**ASSIGNMENT**
Whenever a line in the following entries includes "latest", tally it. Report nothing except the final count.

**SOURCE MATERIAL**

PR #1199, opened 2024-07-10
Linear implementation of Frechet distance

gliderkite:
---

This PR is due to the fact that when using the `frechet_distance` methods on our tools with long routes (200km+) we were not able to run it due to `fatal runtime error: stack overflow`.

This patch includes a new linear implementation (inspired from [here](https://github.com/joaofig/discrete-frechet/tree/master)) that removes recursion and allows to avoid the stack overflow fatal errors, while improving overall performances (~70% faster when testing 1000 10km-long routes).

### DIFF
--- a/geo/src/algorithm/frechet_distance.rs
+++ b/geo/src/algorithm/frechet_distance.rs
@@ -47,12 +47,12 @@ where
 {
     fn frechet_distance(&self, ls: &LineString<T>) -> T {
         if self.coords_count() != 0 && ls.coords_count() != 0 {
-            let mut data = Data {
-                cache: vec![vec![T::nan(); ls.coords_count()]; self.coords_count()],
+            Data {
+                cache: vec![T::zero(); self.coords_count() * ls.coords_count()],
                 ls_a: self,
                 ls_b: ls,
-            };
-            data.compute(self.coords_count() - 1, ls.coords_count() - 1)
+            }
+            .compute_linear()
         } else {
             T::zero()
         }
@@ -63,7 +63,7 @@ struct Data<'a, T>
 where
     T: GeoFloat + FromPrimitive,
 {
-    cache: Vec<Vec<T>>,
+    cache: Vec<T>,
     ls_a: &'a LineString<T>,
     ls_b: &'a LineString<T>,
 }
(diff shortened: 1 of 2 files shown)


geo/src/algorithm/frechet_distance.rs
```diff
@@ -72,19 +72,26 @@ impl<'a, T> Data<'a, T>
...
-        if self.cache[i][j].is_nan() {
-            let eucl = Point::from(self.ls_a[i]).euclidean_distance(&Point::from(self.ls_b[j]));
-            self.cache[i][j] = match (i, j) {
-                (0, 0) => eucl,
-                (_, 0) => self.compute(i - 1, 0).max(eucl),
-                (0, _) => self.compute(0, j - 1).max(eucl),
-                (_, _) => ((self.compute(i - 1, j).min(self.compute(i - 1, j - 1)))
-                    .min(self.compute(i, j - 1)))
-                .max(eucl),
-            };
```
urschrei, line 85: Please leave a comment pointing to the source of this implementation (https://github.com/joaofig/discrete-frechet/tree/master? Or a more direct link), and a brief explanation of how it works.

urschrei:
Oh and if you could contrive a test that fails using the old algorithm but passes now, that would be useful…

geo/src/algorithm/frechet_distance.rs
gliderkite: The implementation is not exactly the same, as I use a single vector instead of a matrix to reduce number of allocations and improve data locality, but I will add a link to it if you prefer. I did leave all the other links that point to the resources that explain the theory behind it.

gliderkite:
> Oh and if you could contrive a test that fails using the old algorithm but passes now, that would be useful…

That would be tricky to do, because we would need to generate a huge route, store it somewhere so that it can be accessed locally and on CI to run tests. If you have suggestions or prior examples on how to do this as part of this repo (not sure if you already use git lfs, or have other tests that read from test resources, eg `include_str`, etc), I will be happy to add this.

urschrei:
> > Oh and if you could contrive a test that fails using the old algorithm but passes now, that would be useful…
> 
> That would be tricky to do, because we would need to generate a huge route, store it somewhere so that it can be accessed locally and on CI to run tests. If you have suggestions or prior examples on how to do this as part of this repo (not sure if you already use git lfs, or have other tests that read from test resources, eg `include_str`, etc), I will be happy to add this.

Ah, in that case probably not worth the hassle.

geo/src/algorithm/frechet_distance.rs
gliderkite: I have added a link to the reference implementation, let me know if that looks good to you.

gliderkite:
> Ah, in that case probably not worth the hassle.

I can create a deterministic test where we generate two very big `LineString` stored in memory to then compute the Frechet distance. We are not interested in the result, just that the test completes without panicking. This test will fail with the current implementation (but pass with the new one). If this sounds good to you I can add it as part of this PR.

urschrei:
> If this sounds good to you I can add it as part of this PR.

If you have time / capacity, that would be great.

urschrei (approved):
Thanks! I'll leave this open for another day or so in case anyone else wants to chime in.

PR #1201, opened 2024-07-26
Use latest Docker images (max 1.79)

urschrei:
---

### DIFF
--- a/.github/workflows/test.yml
+++ b/.github/workflows/test.yml
@@ -53,7 +53,7 @@ jobs:
       matrix:
         container_image:
           # Use the latest stable version. No need for older versions.
-          - "georust/geo-ci:proj-9.4.0-rust-1.79"
+          - "ghcr.io/georust/geo-ci:proj-9.4.0-rust-1.79"
     container:
       image: ${{ matrix.container_image }}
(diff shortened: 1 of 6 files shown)


urschrei:
NB: I had to add an "allow dead code" exception to our Sweep-line impl to allow the lint to pass as it became more strict at some point post Rust 1.75, so happy to add a Changelog entry for this PR if need be.

michaelkirk:
I think we should keep the MSRV in Cargo.toml synced with whatever we're running on CI.

And then I'd say bumping MSRV deserves a change log entry.

urschrei:
> I think we should keep the MSRV in Cargo.toml synced with whatever we're running on CI.
> 
> And then I'd say bumping MSRV deserves a change log entry.

Done (and thanks for fortuitously updating the Docker images yesterday!)

michaelkirk:
It was no coincidence! Thanks for finishing the job.

michaelkirk (approved):
I pushed up another commit to bump `rust-version` in Cargo.toml.

urschrei:
Ah, I just…didn't commit my Cargo changes. Very good.

PR #1202, opened 2024-07-26
Generic implementation of geodesic_destination for Point

arpadav:
---

Previously was only implemented for `f64`

Question: Not too happy about the `unwrap`'s, any way to avoid? Or will the trait bounds of `CoordFloat` prevent `to_f64` and `from` from ever being `None`?

### DIFF
--- a/geo/src/algorithm/geodesic_destination.rs
+++ b/geo/src/algorithm/geodesic_destination.rs
@@ -1,5 +1,5 @@
 use crate::Point;
-use geo_types::CoordNum;
+use geo_types::{CoordFloat, CoordNum};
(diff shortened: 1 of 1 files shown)


arpadav:
Ultimately agree with your sentiment. The last thing I want is to be misleading for the sake of convenience, and `MapCoords` looks promising despite the overhead

Can close, but can always revisit if [geographiclib](https://docs.rs/geographiclib/latest/geographiclib/) updates the WGS84 impl to use generics rather than `f64`. Or if someone re-writes the calculation without said dependency

michaelkirk:
Closing this based on previous discussion.

PR #1204, opened 2024-07-29
Relax constraints on `Coord` and associated structures

dsgallups:
---
Hello! I am currently working on a rendering library for leptos, which uses geo. I would like to make interactive `svg`s in the dom, but that requires that some of the inner types of several `geo-types` structs should have their constraints relaxed.

This change does not affect current implementations in other crates, as these changes only allow types that are not `CoordNum` (but potentially implement `Add` or `PartialEq`, etc.) to access crate implementations.

The reasoning for keeping generics unconstrained on structs is identified in the [Rust API Guide](https://rust-lang.github.io/api-guidelines/future-proofing.html#c-struct-bounds). This change is part of a series of processes to relax bounds as the `geo` ecosystem is extended.

- `Coord` no longer has an impl constraint of `CoordNum` for its inner values
- `Rect<T>`, `LineString<T>`, `Line<T>`,`PointsIter<T>` generic constraints have been relaxed.
- Certain implementations have been relaxed for `T` across types to allow values to access identical functionality written by `geo`

Relates to  #1169 and #1157.
Relates to https://github.com/georust/geo-svg/issues/13
Thank you for your consideration!

### DIFF
--- a/geo-types/src/geometry/coord.rs
+++ b/geo-types/src/geometry/coord.rs
@@ -25,7 +25,7 @@ use approx::{AbsDiffEq, RelativeEq, UlpsEq};
 /// [vector space]: //en.wikipedia.org/wiki/Vector_space
 #[derive(Eq, PartialEq, Clone, Copy, Debug, Hash, Default)]
 #[cfg_attr(feature = "serde", derive(Serialize, Deserialize))]
-pub struct Coord<T: CoordNum = f64> {
+pub struct Coord<T = f64> {
     pub x: T,
     pub y: T,
 }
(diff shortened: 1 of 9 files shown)


michaelkirk:
I think I understand how this change makes the code more mathematically "pure", but are you actually running into a problem with the current implementation? Can you succinctly describe that problem or point to some code which fails to compile?

dsgallups:
> I think I understand how this change makes the code more mathematically "pure", but are you actually running into a problem with the current implementation? Can you succinctly describe that problem or point to some code which fails to compile?

Absolutely, will create an issue describing several examples of this. Thank you for considering my PR!

dsgallups:
Ran out of time and forgot about this

PR #294, opened 2018-02-08
Use Anaconda-5 compilers and add OSX tests

willirath:
(This is a rebased version of #283.)

This uses the new compiler suites that come with Anaconda 5, splits up the
example environment files into the three OSs Linux, OSX, Windows, and adapts
the documentation accordingly.

### DIFF
--- a/.travis.yml
+++ b/.travis.yml
@@ -1,35 +1,55 @@
+language: python
+
 notifications:
   email: false
 
-language: python
-python:
-    - "2.7"
+matrix:
+  include:
+    - os: linux
+      python: 2.7
+      env: MINICONDA_NAME=Miniconda2-latest-Linux-x86_64.sh
+      sudo: required
+    - os: osx
+      language: generic
+      env: MINICONDA_NAME=Miniconda2-latest-MacOSX-x86_64.sh
 
-sudo: false
-
-before_install:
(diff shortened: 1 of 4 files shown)


environment_win.yml
```diff
@@ -5,13 +5,14 @@ dependencies:
...
   - enum34
-  - ffmpeg
+  - ffmpeg>=3.2.3,<3.2.6
   - flake8>=2.1.0
   - git
-  - m2w64-toolchain
   - jupyter
-  - matplotlib=2.0.2
+  - m2w64-toolchain
+  - matplotlib 2.0.2
```
erikvansebille: does this not need to be a `matplotlib=2.0.2`? Is the `=` not necessary on windows?

willirath: Conda is relatively relaxed here: It will accept specification with and without a `=`.

In this particular file, the `=` was removed, because I copied the dependencies from the conda-forge recipe, where the notation matters. (Conda build does not accept an equal sign.)

willirath: Conda is relatively relaxed here: It will accept specification with and without a `=`.

In this particular file, the `=` was removed, because I copied the dependencies from the conda-forge recipe, where the notation matters. (Conda build does not accept an equal sign.)

PR #295, opened 2018-02-12
WIP: Fix travis builds for Python 3

willirath:
This introduces quite a few changes:

1. There is an env file per job now: `environment_py3_linux.yml`, ...

2. Travis runs all jobs with `language: generic` and picks the Python
version via an environment variable.

3. Travis uses Miniconda 3 for all jobs.

The resulting build fails with only one error in `test_kernel_language.py:test_print[jit]`.

### DIFF
--- a/.travis.yml
+++ b/.travis.yml
@@ -6,26 +6,36 @@ notifications:
 matrix:
   include:
     - os: linux
-      python: 2.7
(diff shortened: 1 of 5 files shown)


willirath:
One important bit was the prioritization of the defaults channel in the env files.  This solves problems stemming from Anaconda using their own compilers in conda and pip and the fact that conda-forge has not yet moved to these new build environments.

Issue #287, opened 2018-01-31
Improve handling of netcdf output files


erikvansebille:
The `type="indexed"` version of `ParticleFile.__init__` scales poorly with number of particles, and can be extremely slow and cumbersome to work with. However, new NetCDF versions support multiple Unlimited Dimensions (https://www.unidata.ucar.edu/software/netcdf/docs/unlimited_dims.html), so it might be worth exploring if there is not a simpler way to store the particle data in array format, but with each particle having its own `time` array too

Also, there are some inconsistencies in the way that NetCDF output filenames are handled in Parcels. For example, `ParticleFile.__init__` expects a filename without the `.nc` extension. But `plotParticleFile` expects a filename with that extension. 
Ideally, we would want filenames to default to `.nc` if no extension given, but otherwise use the extension provided in the filename. And then change all examples/tutorials to use the `.nc` extension for output files throughout

erikvansebille:
Fixed in #296

PR #296, opened 2018-02-14
Particlefile updates: removing type="indexed" mode as no need for anymore

erikvansebille:
This PR implements the changes suggested in #287. It does away with the `type="indexed"` for `ParticleFiles`, since netcdf supports two unlimited dimensions. So files can be expanded both in time, as well as in the particle id dimensions. This also means we don't need the `convert_IndexedOutputToArray.py` script anymore

The PR also adds a small fix where ParticleFile names can be given either with or without extension (`.nc` or `.nc4`)


parcels/particlefile.py
```diff
@@ -31,43 +27,30 @@ class ParticleFile(object):
...
+        self.dataset = netCDF4.Dataset(fname, "w", format="NETCDF4")
         self.dataset.createDimension("obs", None)
-        if self.type is 'array':
-            self.dataset.createDimension("trajectory", particleset.size)
-            coords = ("trajectory", "obs")
-        elif self.type is 'indexed':
-            coords = ("obs")
-        else:
-            raise RuntimeError("ParticleFile type must be either 'array' or 'indexed'")
+        self.dataset.createDimension("trajectory", None)
```
delandmeterp: It is not a comment concerning the changes, but why do we call the particle dimension "trajectory", and not "particle" or "id"?

erikvansebille: That's because we want to stay CF-compliant: https://www.nodc.noaa.gov/data/formats/netcdf/v2.0/trajectoryIncomplete.cdl

parcels/particlefile.py
```diff
@@ -142,46 +125,34 @@ def write(self, pset, time, sync=True, deleted_only=False):
...
-                self.z[ind] = np.array([p.depth for p in pset])
+            if pset.size > 0:
+                fids = self.id[:]
+                if fids.shape[1] > 0:
+                    fids = fids[:, -1]
+                pids = [p.id for p in pset]
+                in_set = np.in1d(fids, pids, assume_unique=True)
+                oldinds = np.arange(len(fids))[in_set]
+
+                not_in_set = np.in1d(pids, fids, assume_unique=True, invert=True)
```
erikvansebille: There are two calls to `np.in1d` here, which I fear can be really slow once we get to millions of particles. The issue is that the `particle.id` does not need to be the `trajectory` index in the file (e.g. when multiple particlesets are defined). 
While the current implementation always works, it can be slow. Alternatives could be
1) Get rid of the global `lastID` in `particle.py`, so that the `particle.id` is always the trajectory ID in the file
2) Add an extra Variable `particle.trajinfile` or similar that stores a particle's trajectory ID in the ParticleFile

Option 2 obviously will be easy to implement, but gives extra memory overhead. So I'd first try if I can implement option 1. To be honest, I can't entirely remember anymore exactly *why* we needed the `lastID` variable in `particle.py`

PR #297, opened 2018-02-19
get rid of the dangerous reshape option in the field creation

delandmeterp:


parcels/field.py
```diff
@@ -250,14 +250,23 @@ def __init__(self, name, data, lon=None, lat=None, depth=None, time=None, grid=N
...
+        # C-contiguous memory layout for JIT mode.
         if transpose:
-            # Make a copy of the transposed array to enforce
-            # C-contiguous memory layout for JIT mode.
             self.data = np.transpose(self.data).copy()
-        if self.grid.zdim > 1:
-            self.data = self.data.reshape((self.grid.tdim, self.grid.zdim, self.grid.ydim, self.grid.xdim))
         else:
-            self.data = self.data.reshape((self.grid.tdim, self.grid.ydim, self.grid.xdim))
+            self.data = self.data.copy()
```
erikvansebille: So why do we need to copy() even if we're not transposing?

parcels/field.py
```diff
@@ -250,14 +250,23 @@ def __init__(self, name, data, lon=None, lat=None, depth=None, time=None, grid=N
...
+        if self.grid.tdim == 1:
+            if len(self.data.shape) < 4:
+                self.data = self.data.reshape(sum(((1,), self.data.shape), ()))
+        if self.grid.zdim == 1:
+            if len(self.data.shape) == 4:
+                self.data = self.data.reshape(sum(((self.data.shape[0],), self.data.shape[2:]), ()))
+        if len(self.data.shape) == 4:
+            assert self.data.shape == (self.grid.tdim, self.grid.zdim, self.grid.ydim, self.grid.xdim)
+        else:
+            assert self.data.shape == (self.grid.tdim, self.grid.ydim, self.grid.xdim)
```
erikvansebille: So we don't allow for fields to be (z, y, x)?

parcels/field.py
delandmeterp: If the user does a transpose in its own code, the same issue occurs...

parcels/field.py
delandmeterp: Yes we allow, but it does not exist. Since a field (z,y,x) is automatically changed to a (t,z,y,x) in the lines above (it was already the case before)

parcels/field.py
erikvansebille: But most people won't transpose their own code. This sounds like a hefty overhead for most usecases. Is there a way to check if a numpy array has been transposed, so that we only do it then?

**WRITTEN RESPONSE**
5